Your goal
How do the lines below between the ones holding "Closes #3872" and "FD_VM_INTERP_INSTR_BEGIN(0xc4) /* FD_SBPF_OP_ARSH_IMM", inclusive, read? Give them again exactly, with no other lines.

====== Record set ======

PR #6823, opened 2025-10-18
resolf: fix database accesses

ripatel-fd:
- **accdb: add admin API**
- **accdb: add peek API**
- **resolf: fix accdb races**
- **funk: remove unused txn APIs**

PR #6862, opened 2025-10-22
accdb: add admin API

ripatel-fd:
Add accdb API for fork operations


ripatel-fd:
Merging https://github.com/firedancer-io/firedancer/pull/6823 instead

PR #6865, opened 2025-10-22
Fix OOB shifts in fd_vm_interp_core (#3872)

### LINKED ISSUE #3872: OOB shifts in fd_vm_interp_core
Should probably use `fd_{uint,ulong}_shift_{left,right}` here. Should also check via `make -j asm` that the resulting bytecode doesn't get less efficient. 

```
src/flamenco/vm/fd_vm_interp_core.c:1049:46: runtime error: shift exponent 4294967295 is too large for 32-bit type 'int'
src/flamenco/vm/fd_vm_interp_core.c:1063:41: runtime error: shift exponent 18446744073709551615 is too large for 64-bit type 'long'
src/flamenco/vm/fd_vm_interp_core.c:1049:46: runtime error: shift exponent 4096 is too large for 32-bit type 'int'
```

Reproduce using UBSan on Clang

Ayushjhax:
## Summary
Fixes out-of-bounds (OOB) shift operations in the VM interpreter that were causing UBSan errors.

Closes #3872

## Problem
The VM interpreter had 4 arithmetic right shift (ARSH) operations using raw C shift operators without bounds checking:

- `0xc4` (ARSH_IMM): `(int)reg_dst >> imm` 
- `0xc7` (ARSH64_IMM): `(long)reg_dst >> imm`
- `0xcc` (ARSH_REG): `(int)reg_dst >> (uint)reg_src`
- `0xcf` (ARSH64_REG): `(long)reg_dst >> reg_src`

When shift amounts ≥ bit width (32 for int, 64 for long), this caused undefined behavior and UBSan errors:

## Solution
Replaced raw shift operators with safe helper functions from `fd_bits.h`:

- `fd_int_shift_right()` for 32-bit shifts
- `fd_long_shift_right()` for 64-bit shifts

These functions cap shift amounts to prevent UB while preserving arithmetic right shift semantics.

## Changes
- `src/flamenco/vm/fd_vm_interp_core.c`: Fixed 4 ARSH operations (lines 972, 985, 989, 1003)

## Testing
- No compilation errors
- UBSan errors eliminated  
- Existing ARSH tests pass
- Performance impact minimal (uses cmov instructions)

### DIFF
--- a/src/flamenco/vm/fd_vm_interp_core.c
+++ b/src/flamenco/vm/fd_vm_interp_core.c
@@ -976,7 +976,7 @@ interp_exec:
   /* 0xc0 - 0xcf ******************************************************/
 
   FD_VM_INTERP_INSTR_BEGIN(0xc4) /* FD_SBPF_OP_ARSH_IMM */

======
====== Record set ======

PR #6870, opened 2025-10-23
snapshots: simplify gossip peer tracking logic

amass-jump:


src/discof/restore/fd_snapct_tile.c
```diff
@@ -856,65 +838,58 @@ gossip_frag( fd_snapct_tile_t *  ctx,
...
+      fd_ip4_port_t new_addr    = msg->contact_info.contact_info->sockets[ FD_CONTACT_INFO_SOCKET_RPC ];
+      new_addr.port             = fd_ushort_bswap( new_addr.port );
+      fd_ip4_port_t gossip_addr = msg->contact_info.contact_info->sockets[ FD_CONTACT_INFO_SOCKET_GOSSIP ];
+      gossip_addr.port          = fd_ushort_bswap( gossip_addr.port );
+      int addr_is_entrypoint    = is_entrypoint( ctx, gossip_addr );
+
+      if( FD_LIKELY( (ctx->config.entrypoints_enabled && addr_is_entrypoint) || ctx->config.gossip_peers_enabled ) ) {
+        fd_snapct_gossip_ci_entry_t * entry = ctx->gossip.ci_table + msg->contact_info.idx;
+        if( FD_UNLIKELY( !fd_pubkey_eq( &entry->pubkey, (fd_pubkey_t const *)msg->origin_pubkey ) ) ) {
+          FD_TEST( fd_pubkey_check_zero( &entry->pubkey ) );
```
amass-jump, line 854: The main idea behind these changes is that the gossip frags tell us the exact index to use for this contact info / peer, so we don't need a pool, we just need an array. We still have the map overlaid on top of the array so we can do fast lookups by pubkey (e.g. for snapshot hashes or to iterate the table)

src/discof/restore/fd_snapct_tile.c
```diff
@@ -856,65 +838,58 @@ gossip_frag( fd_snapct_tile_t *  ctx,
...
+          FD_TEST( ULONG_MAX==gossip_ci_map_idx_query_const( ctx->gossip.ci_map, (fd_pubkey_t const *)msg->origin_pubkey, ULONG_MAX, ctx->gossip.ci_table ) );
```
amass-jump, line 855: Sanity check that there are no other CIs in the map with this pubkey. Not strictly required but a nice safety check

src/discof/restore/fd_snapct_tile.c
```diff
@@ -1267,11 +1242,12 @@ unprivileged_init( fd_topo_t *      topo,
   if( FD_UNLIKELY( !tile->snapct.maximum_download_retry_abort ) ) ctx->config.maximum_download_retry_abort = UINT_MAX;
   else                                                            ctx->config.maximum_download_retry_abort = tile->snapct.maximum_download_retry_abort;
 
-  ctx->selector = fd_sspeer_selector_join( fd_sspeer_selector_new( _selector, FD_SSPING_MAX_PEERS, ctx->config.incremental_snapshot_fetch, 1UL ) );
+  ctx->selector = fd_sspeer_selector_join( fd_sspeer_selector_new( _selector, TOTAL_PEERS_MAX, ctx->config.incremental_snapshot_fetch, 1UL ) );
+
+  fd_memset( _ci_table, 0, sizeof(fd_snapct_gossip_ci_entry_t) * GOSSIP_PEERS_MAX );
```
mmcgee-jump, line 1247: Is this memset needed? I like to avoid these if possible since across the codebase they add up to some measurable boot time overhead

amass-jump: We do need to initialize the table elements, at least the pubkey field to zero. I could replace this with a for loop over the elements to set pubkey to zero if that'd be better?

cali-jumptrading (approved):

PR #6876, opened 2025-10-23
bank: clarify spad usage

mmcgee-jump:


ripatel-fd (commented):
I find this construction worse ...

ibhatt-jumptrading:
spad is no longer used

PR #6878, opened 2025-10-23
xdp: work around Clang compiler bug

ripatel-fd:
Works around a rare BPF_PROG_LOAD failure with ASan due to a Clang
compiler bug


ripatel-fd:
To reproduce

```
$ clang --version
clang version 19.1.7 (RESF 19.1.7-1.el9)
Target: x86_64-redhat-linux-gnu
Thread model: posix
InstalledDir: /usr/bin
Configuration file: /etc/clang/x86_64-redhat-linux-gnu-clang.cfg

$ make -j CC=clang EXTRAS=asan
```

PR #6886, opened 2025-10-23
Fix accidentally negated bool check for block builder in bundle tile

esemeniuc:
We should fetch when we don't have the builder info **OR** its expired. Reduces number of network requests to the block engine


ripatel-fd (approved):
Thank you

======
====== Record set ======

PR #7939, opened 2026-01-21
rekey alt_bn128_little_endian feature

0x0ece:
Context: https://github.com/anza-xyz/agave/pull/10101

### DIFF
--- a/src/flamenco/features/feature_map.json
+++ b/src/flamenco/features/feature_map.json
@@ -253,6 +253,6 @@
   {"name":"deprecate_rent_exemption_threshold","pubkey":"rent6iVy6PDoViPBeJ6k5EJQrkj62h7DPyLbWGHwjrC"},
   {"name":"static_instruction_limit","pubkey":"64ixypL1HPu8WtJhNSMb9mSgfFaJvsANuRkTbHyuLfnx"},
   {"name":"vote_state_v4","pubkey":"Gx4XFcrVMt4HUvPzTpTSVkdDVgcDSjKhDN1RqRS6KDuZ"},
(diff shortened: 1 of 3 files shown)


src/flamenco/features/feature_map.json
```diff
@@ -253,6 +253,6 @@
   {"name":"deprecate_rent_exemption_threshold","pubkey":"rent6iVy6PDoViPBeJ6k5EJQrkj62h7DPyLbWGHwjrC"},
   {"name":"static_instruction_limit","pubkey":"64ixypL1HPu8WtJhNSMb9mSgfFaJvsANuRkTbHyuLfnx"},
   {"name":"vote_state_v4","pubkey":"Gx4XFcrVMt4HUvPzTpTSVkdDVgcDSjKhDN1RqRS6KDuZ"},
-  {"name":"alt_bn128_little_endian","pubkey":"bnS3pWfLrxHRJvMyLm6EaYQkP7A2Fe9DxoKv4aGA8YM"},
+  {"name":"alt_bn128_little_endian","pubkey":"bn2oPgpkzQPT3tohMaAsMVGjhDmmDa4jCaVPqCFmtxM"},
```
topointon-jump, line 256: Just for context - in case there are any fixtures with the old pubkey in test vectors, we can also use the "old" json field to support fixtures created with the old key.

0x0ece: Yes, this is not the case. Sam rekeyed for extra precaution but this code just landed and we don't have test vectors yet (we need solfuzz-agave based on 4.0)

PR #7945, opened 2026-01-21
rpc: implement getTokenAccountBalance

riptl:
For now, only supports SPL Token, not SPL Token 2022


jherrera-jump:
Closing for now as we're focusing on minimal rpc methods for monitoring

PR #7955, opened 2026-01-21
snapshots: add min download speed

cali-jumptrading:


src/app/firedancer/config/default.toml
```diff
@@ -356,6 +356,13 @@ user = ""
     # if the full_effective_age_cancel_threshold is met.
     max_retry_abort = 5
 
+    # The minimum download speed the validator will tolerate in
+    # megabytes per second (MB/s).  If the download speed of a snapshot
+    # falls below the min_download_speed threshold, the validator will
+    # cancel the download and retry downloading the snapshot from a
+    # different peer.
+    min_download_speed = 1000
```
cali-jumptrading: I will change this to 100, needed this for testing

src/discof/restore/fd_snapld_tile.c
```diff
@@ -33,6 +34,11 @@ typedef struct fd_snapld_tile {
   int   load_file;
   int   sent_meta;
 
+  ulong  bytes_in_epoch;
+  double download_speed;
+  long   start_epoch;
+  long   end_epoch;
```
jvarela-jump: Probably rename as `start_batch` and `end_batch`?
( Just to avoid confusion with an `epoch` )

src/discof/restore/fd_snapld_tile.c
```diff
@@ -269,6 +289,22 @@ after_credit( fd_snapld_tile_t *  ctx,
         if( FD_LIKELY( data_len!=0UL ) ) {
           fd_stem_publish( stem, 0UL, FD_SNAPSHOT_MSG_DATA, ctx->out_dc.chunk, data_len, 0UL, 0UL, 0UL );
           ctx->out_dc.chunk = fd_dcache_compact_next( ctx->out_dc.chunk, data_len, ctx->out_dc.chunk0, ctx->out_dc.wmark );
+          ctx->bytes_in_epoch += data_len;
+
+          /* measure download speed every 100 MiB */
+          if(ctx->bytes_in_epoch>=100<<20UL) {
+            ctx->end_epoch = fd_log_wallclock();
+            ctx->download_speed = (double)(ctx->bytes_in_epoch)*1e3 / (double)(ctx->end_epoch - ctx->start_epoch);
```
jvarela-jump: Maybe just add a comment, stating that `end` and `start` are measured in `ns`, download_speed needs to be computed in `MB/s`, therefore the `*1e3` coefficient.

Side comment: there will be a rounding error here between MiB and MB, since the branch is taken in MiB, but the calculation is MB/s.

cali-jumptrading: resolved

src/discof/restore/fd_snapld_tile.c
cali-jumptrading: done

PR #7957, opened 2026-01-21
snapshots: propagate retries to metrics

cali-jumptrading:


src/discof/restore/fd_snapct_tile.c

======

Exercise response
Closes #3872

## Problem
The VM interpreter had 4 arithmetic right shift (ARSH) operations using raw C shift operators without bounds checking:

- `0xc4` (ARSH_IMM): `(int)reg_dst >> imm` 
- `0xc7` (ARSH64_IMM): `(long)reg_dst >> imm`
- `0xcc` (ARSH_REG): `(int)reg_dst >> (uint)reg_src`
- `0xcf` (ARSH64_REG): `(long)reg_dst >> reg_src`

When shift amounts ≥ bit width (32 for int, 64 for long), this caused undefined behavior and UBSan errors:

## Solution
Replaced raw shift operators with safe helper functions from `fd_bits.h`:

- `fd_int_shift_right()` for 32-bit shifts
- `fd_long_shift_right()` for 64-bit shifts

These functions cap shift amounts to prevent UB while preserving arithmetic right shift semantics.

## Changes
- `src/flamenco/vm/fd_vm_interp_core.c`: Fixed 4 ARSH operations (lines 972, 985, 989, 1003)

## Testing
- No compilation errors
- UBSan errors eliminated  
- Existing ARSH tests pass
- Performance impact minimal (uses cmov instructions)

### DIFF
--- a/src/flamenco/vm/fd_vm_interp_core.c
+++ b/src/flamenco/vm/fd_vm_interp_core.c
@@ -976,7 +976,7 @@ interp_exec:
   /* 0xc0 - 0xcf ******************************************************/
 
   FD_VM_INTERP_INSTR_BEGIN(0xc4) /* FD_SBPF_OP_ARSH_IMM */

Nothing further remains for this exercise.